Rotator cuff compression: “especially side sleepers. It’s a really significant issue for a lot of them. That often is going to be the most painful time of their day. A lot of them just learn that they can’t sleep on that side at all.”
Biceps tendon: “I find that extreme shoulder extension position all the way back here is the most flaring thing, maybe even more so than overhead.”
Rotator cuff: “I think that you’re gonna get a ton of loading because of the moment arm. It’s just so far away. So you don’t actually need a boatload of weight to get a good amount of force at the shoulder.”
“I don’t think being strong is enough. Because I think that most folks don’t do anything fast with their arms. And if you go from just lifting to playing softball, there’s a high likelihood that, you haven’t thrown in like three years, I can really see that causing an issue.”
“We don’t know what’s going on in the shoulder. Our tests can’t even differentiate what rotator cuff muscle we’re looking at. And therapists can’t agree on scapular dyskinesis either.”
Rotator cuff tears: “I don’t care. Yeah, it’s really interesting because it might be the place where they have the most research. It’s similar to the back, you know, they have all these asymptomatic findings in the shoulder, just boatloads of asymptomatic tears, asymptomatic issues. And I’ve had experiences of MRI confirmed full thickness tears that we rehab just fine and we don’t really do that much differently.”

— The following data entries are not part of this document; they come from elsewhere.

PR #2243, opened 2015-06-14
Add new "ForEach" function: ForEachLoadedChunk.

warmist:
My first attempt at adding a new foreach function. This would come in handy in world modifying functions.

### DIFF
--- a/src/Bindings/ManualBindings_World.cpp
+++ b/src/Bindings/ManualBindings_World.cpp
@@ -110,6 +110,73 @@ static int tolua_cWorld_ChunkStay(lua_State * tolua_S)
 
 
 
+static int tolua_cWorld_ForEachLoadedChunk(lua_State * tolua_S)
+{
+    // Exported manually, because i don't know what i'm doing...
+    // Function signature: ForEachLoadedChunk(callback)
+
+    cLuaState L(tolua_S);
+    if (
+        !L.CheckParamUserType(1, "cWorld") ||
+        !L.CheckParamFunction(2)
+        )
+    {
+        return 0;
+    }
+
+    cPluginLua * Plugin = cManualBindings::GetLuaPlugin(tolua_S);
+    if (Plugin == nullptr)
+    {
+        return 0;
+    }
+
+    // Read the params:
+    cWorld * World = (cWorld *)tolua_tousertype(tolua_S, 1, nullptr);
+    if (World == nullptr)
+    {
+        LOGWARNING("World:ForEachLoadedChunk(): invalid world parameter");
+        L.LogStackTrace();
+        return 0;
+    }
+    cLuaState::cRef FnRef;
+    L.GetStackValues(2, FnRef);
+    if (!FnRef.IsValid())
+    {
+        return cManualBindings::lua_do_error(tolua_S, "Error in function call '#funcname#': Could not get function reference of parameter #2");
+    }
+
+    class cLuaCallback :public cChunkDataCallback
+    {
+    public:
+        cLuaCallback(cLuaState & a_LuaState, cLuaState::cRef & a_FnRef) :
+            m_LuaState(a_LuaState),
+            m_FnRef(a_FnRef)
+        {
+        }
+
+    private:
+        cLuaState & m_LuaState;
+        cLuaState::cRef & m_FnRef;
+
+        virtual bool Coords(int a_ChunkX, int a_ChunkZ) override
+        {
+            bool res = false;  // By default continue the enumeration
+            m_LuaState.Call(m_FnRef, a_ChunkX,a_ChunkZ, cLuaState::Return, res);
+            return res;
+        }
+    } Callback(L, FnRef);
+
+    // Call the enumeration:
+    bool res = World->ForEachLoadedChunk(Callback);
+
+    // Push the return value:
+    L.Push(res);
+    return 1;
+}
+
+
+
+
 
 static int tolua_cWorld_GetBlockInfo(lua_State * tolua_S)
 {
@@ -570,6 +637,7 @@ void cManualBindings::BindWorld(lua_State * tolua_S)
 			tolua_function(tolua_S, "ForEachEntityInChunk",      ForEachInChunk<cWorld, cEntity,        &cWorld::ForEachEntityInChunk>);
 			tolua_function(tolua_S, "ForEachFurnaceInChunk",     ForEachInChunk<cWorld, cFurnaceEntity, &cWorld::ForEachFurnaceInChunk>);
 			tolua_function(tolua_S, "ForEachPlayer",             ForEach<       cWorld, cPlayer,        &cWorld::ForEachPlayer>);
+            tolua_function(tolua_S, "ForEachLoadedChunk",        tolua_cWorld_ForEachLoadedChunk);
 			tolua_function(tolua_S, "GetBlockInfo",              tolua_cWorld_GetBlockInfo);
 			tolua_function(tolua_S, "GetBlockTypeMeta",          tolua_cWorld_GetBlockTypeMeta);
 			tolua_function(tolua_S, "GetSignLines",              tolua_cWorld_GetSignLines);
--- a/src/Bindings/ManualBindings_World.cpp
+++ b/src/Bindings/ManualBindings_World.cpp
@@ -113,7 +113,7 @@ static int tolua_cWorld_ChunkStay(lua_State * tolua_S)
 static int tolua_cWorld_ForEachLoadedChunk(lua_State * tolua_S)
 {
 	// Exported manually, because tolua doesn't support converting functions to functor types.
-	// Function signature: ForEachLoadedChunk(callback)
+	// Function signature: ForEachLoadedChunk(callback) -> bool
 
 	cLuaState L(tolua_S);
 	if (
@@ -146,7 +146,7 @@ static int tolua_cWorld_ForEachLoadedChunk(lua_State * tolua_S)
 	}
 
 	// Call the enumeration:
-	World->ForEachLoadedChunk(
+	bool ret = World->ForEachLoadedChunk(
 		[&L, &FnRef](int a_ChunkX, int a_ChunkZ) -> bool
 		{
 			bool res = false;  // By default continue the enumeration
@@ -155,7 +155,9 @@ static int tolua_cWorld_ForEachLoadedChunk(lua_State * tolua_S)
 		}
 	);
 
-	return 0;
+	// Push the return value:
+	L.Push(ret);
+	return 1;
 }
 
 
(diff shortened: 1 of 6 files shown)


worktycho:
@madmaxoft This bring up a point. Do we want to use std::function for future callbacks, which allows the use of lambda methods which are nicer to write, or do we want to keep the current practice of using custom functor classes?

src/ChunkMap.cpp
```diff
@@ -2593,6 +2593,30 @@ bool cChunkMap::ForEachChunkInRect(int a_MinChunkX, int a_MaxChunkX, int a_MinCh
...
 
 
+bool cChunkMap::ForEachLoadedChunk(cChunkDataCallback & a_Callback)
+{
+    bool Result = true;
+    cCSLock Lock(m_CSLayers);
+    for (cChunkLayerList::const_iterator itr = m_Layers.begin(); itr != m_Layers.end(); ++itr) //iterate over ALL loaded layers
+    {
+        cChunkLayer* layer = *itr;
+        for (int x = 0; x < LAYER_SIZE; x++)
```
NiLSPACE: We always use brackets 
```cpp
for (;;)
{
}

if (true)
{
}

switch (true)
{
   case true:
   {
   }
}
```

src/World.h
```diff
@@ -416,6 +416,8 @@ class cWorld :
 	/** Calls the callback for each chunk in the coords specified (all cords are inclusive). Returns true if all chunks have been processed successfully */
 	virtual bool ForEachChunkInRect(int a_MinChunkX, int a_MaxChunkX, int a_MinChunkZ, int a_MaxChunkZ, cChunkDataCallback & a_Callback) override;
 
+    /** Calls the callback for each loaded chunk. Returns true if all chunks have been processed successfully */
+    virtual bool ForEachLoadedChunk(cChunkDataCallback & a_Callback);
```
NiLSPACE: Indentation is wrong here

NiLSPACE: In fact is wrong everywhere. Please use tabs in front of each line, and spaces afterwards.

warmist:
Sorry i'll fix it quick.

src/World.cpp
```diff
@@ -3025,6 +3025,14 @@ bool cWorld::ForEachChunkInRect(int a_MinChunkX, int a_MaxChunkX, int a_MinChunk
...
 
 
+bool cWorld::ForEachLoadedChunk(cChunkDataCallback & a_Callback)
+{
+	return m_ChunkMap->ForEachLoadedChunk(a_Callback);
+}
+
+
+
+
```
bearbin: One too few newlines here.

src/World.h
```diff
@@ -416,6 +416,8 @@ class cWorld :
 	/** Calls the callback for each chunk in the coords specified (all cords are inclusive). Returns true if all chunks have been processed successfully */
 	virtual bool ForEachChunkInRect(int a_MinChunkX, int a_MaxChunkX, int a_MinChunkZ, int a_MaxChunkZ, cChunkDataCallback & a_Callback) override;
 
+	/** Calls the callback for each loaded chunk. Returns true if all chunks have been processed successfully */
+	virtual bool ForEachLoadedChunk(cChunkDataCallback & a_Callback);
```
bearbin: To keep this how it was before there should be a newline after this.

src/ChunkMap.cpp
```diff
@@ -2593,6 +2593,34 @@ bool cChunkMap::ForEachChunkInRect(int a_MinChunkX, int a_MaxChunkX, int a_MinCh
...
+				}
+			}
+		}
+	}
+	return Result;
+}
+
+
+
+
```
bearbin: One too few newlines.

src/ChunkMap.cpp
```diff
@@ -2593,6 +2593,34 @@ bool cChunkMap::ForEachChunkInRect(int a_MinChunkX, int a_MaxChunkX, int a_MinCh
 
 
 
+bool cChunkMap::ForEachLoadedChunk(cChunkDataCallback & a_Callback)
```
bearbin: What's the point of Result in this function? It just seems to be an alias for true to me.

warmist: I was not sure about this. At first i wanted to maintain same form like ForEachChunkInRect. However i'm not sure if it can fail? Is there logic to have it bool return?

src/Bindings/ManualBindings_World.cpp
```diff
@@ -110,6 +110,73 @@ static int tolua_cWorld_ChunkStay(lua_State * tolua_S)
 
 
 
+static int tolua_cWorld_ForEachLoadedChunk(lua_State * tolua_S)
+{
+	// Exported manually, because i don't know what i'm doing...
```
bearbin: What's up with this comment?

src/ChunkMap.cpp
bearbin: What I was saying is that you have a variable (that implies there is some logic beind it) "Result" that is literally used for nothing apart from to store the value true.

src/Bindings/ManualBindings_World.cpp
warmist: Wanted a comment from someone who knows how it works: can it be exported automatically? Does it need to be exported automatically? Is manual export okay?

worktycho: It has to be exported manually because tolua doesn't support converting functions to functor types.

madmaxoft:
@worktycho I'd go with `std::function` in these cases, but what about things that need multiple callbacks? Those will still need to stay as interface-classes, is it worth having two different approaches to callbacks?

worktycho:
There's something to be said for going for multiple function objects in those cases, but how many of them are there?

src/ChunkMap.cpp
```diff
@@ -2593,6 +2593,33 @@ bool cChunkMap::ForEachChunkInRect(int a_MinChunkX, int a_MaxChunkX, int a_MinCh
...
+{
+	cCSLock Lock(m_CSLayers);
+	for (cChunkLayerList::const_iterator itr = m_Layers.begin(); itr != m_Layers.end(); ++itr)  // iterate over ALL loaded layers
+	{
+		cChunkLayer * layer = *itr;
+		for (int x = 0; x < LAYER_SIZE; x++)
+		{
+			for (int z = 0; z < LAYER_SIZE; z++)
+			{
+				cChunkPtr p = layer->FindChunk(layer->GetX()*LAYER_SIZE + x, layer->GetZ()*LAYER_SIZE + z);  // A bit stupid to have local->global->local chain...
```
madmaxoft: Can't it be done without the `FindChunk` call?

src/ChunkMap.cpp
```diff
@@ -2593,6 +2593,33 @@ bool cChunkMap::ForEachChunkInRect(int a_MinChunkX, int a_MaxChunkX, int a_MinCh
 
 
 
+void cChunkMap::ForEachLoadedChunk(std::function<bool(int, int)> a_Callback)
```
madmaxoft: All our `ForEach` functions return a bool, specifying if they enumerated everything, or the callback aborted. You should use it, too.

src/ChunkMap.cpp
```diff
@@ -2593,6 +2593,33 @@ bool cChunkMap::ForEachChunkInRect(int a_MinChunkX, int a_MaxChunkX, int a_MinCh
...
+	cCSLock Lock(m_CSLayers);
+	for (cChunkLayerList::const_iterator itr = m_Layers.begin(); itr != m_Layers.end(); ++itr)  // iterate over ALL loaded layers
+	{
+		cChunkLayer * layer = *itr;
+		for (int x = 0; x < LAYER_SIZE; x++)
+		{
+			for (int z = 0; z < LAYER_SIZE; z++)
+			{
+				cChunkPtr p = layer->FindChunk(layer->GetX()*LAYER_SIZE + x, layer->GetZ()*LAYER_SIZE + z);  // A bit stupid to have local->global->local chain...
+				if (p && p->IsValid())  // if chunk is loaded
```
madmaxoft: We compare pointers explicitly to `nullptr`. Only bools have the privilege of being used without comparison.
`if ((p != nullptr) && p->IsValid())`

src/ChunkMap.cpp
warmist: Not sure. Adding a function to look up a chunk in local coordinates just for this looks silly. Adding "naked code" for that would mean that if it ever changes there is chance that someone will forget to update this. So no really good way. 
About spaces around operators: can clang style checker check these? Or in general be more exact? It's really annoying when the checker misses them and then waste I other people time.

madmaxoft: Usually we do this by calling into an internal function of the `cChunkLayer` class. This way it stays encapsulated and isolated, yet keeps the raw performance. It is quite a lot of extra code, though.

NiLSPACE:
@worktycho Currently only the `cBlockLineTracer`, `cNetwork` and `cChunkstay` I believe.

madmaxoft:
It seems the build failure is the weird random google test fail. I restarted the affected builds.

You should rebase your code as a single commit on top of current master.

src/Bindings/ManualBindings_World.cpp
```diff
@@ -110,6 +110,59 @@ static int tolua_cWorld_ChunkStay(lua_State * tolua_S)
...
+	}
+
+	cPluginLua * Plugin = cManualBindings::GetLuaPlugin(tolua_S);
+	if (Plugin == nullptr)
+	{
+		return 0;
+	}
+
+	// Read the params:
+	cWorld * World = (cWorld *)tolua_tousertype(tolua_S, 1, nullptr);
```
madmaxoft: Use `reinterpret_cast`

NiLSPACE:
@worktycho and @madmaxoft Is it possible to use a `unordered_map<AString, std::function>` for callbacks with multiple functions?

worktycho:
It is, but I wouldn't recommend it. You'd be better off using a class with std::function members, at which point its debatable as to whether a strategy class is a better option.

tigerw:
What do you mean by multiple callbacks?
```cpp
void DoWith(int Thing, cCallback C1, cCallback C2, cCallback C3);
```
If so, why not:
```cpp
void DoWith(int Thing, std::function<> C1, std::function<> C2, std::function<> C3);
```
If not, nevermind.

NiLSPACE:
No, for example the [cLineBlockTracer callbacks](https://github.com/cuberite/cuberite/blob/master/src/BlockTracer.h#L28)
```cpp
class MyCallback : public cBlockTracer::cCallbacks
public:
   virtual bool OnNextBlock(int a_X, int a_Y, int a_Z, BLOCKTYPE a_BlockType NIBBLETYPE a_BlockMeta, char a_Face) override
   {
   }
...
```

tigerw:
Okay. So then, could one do this?

```cpp
cLineBlockTracer::Trace(std::function<bool(int, int, int, BLOCKTYPE, NIBBLETYPE)> OnNextBlock, std::function<bool(...)> OnOutOfWorld, ...)

...

Tracer.Trace(
   [](int, int, int, ...) { /* Next block */ };
   [](...) { /* Out of world */ };
   ...
);
```

SphinxC0re:
Any updates on this one?

worktycho:
I'm going to clean up this PR, and get it mergable.

worktycho:
Manually merged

Shockwave/Injections: “I’m not a big fan. I’ve seen a lot of bad stuff. Stem cells, I’ve seen stem cells be extremely flaring. People have really bad responses to those… So to me, it’s like all of these things have potential risks to them. I’m also familiar with other people getting injections in other areas and it going very poorly.”
“In my experience, those things are not positive. And also I’m sure as many folks have talked about, like they just set up this incorrect expectation that that’s going to fix things. But we know that if this is driven, at least in any capacity in a tendinopathic stance, we need loading to improve it. And so they end up not getting better over time. And when they go to load it, it just returns to the same situation.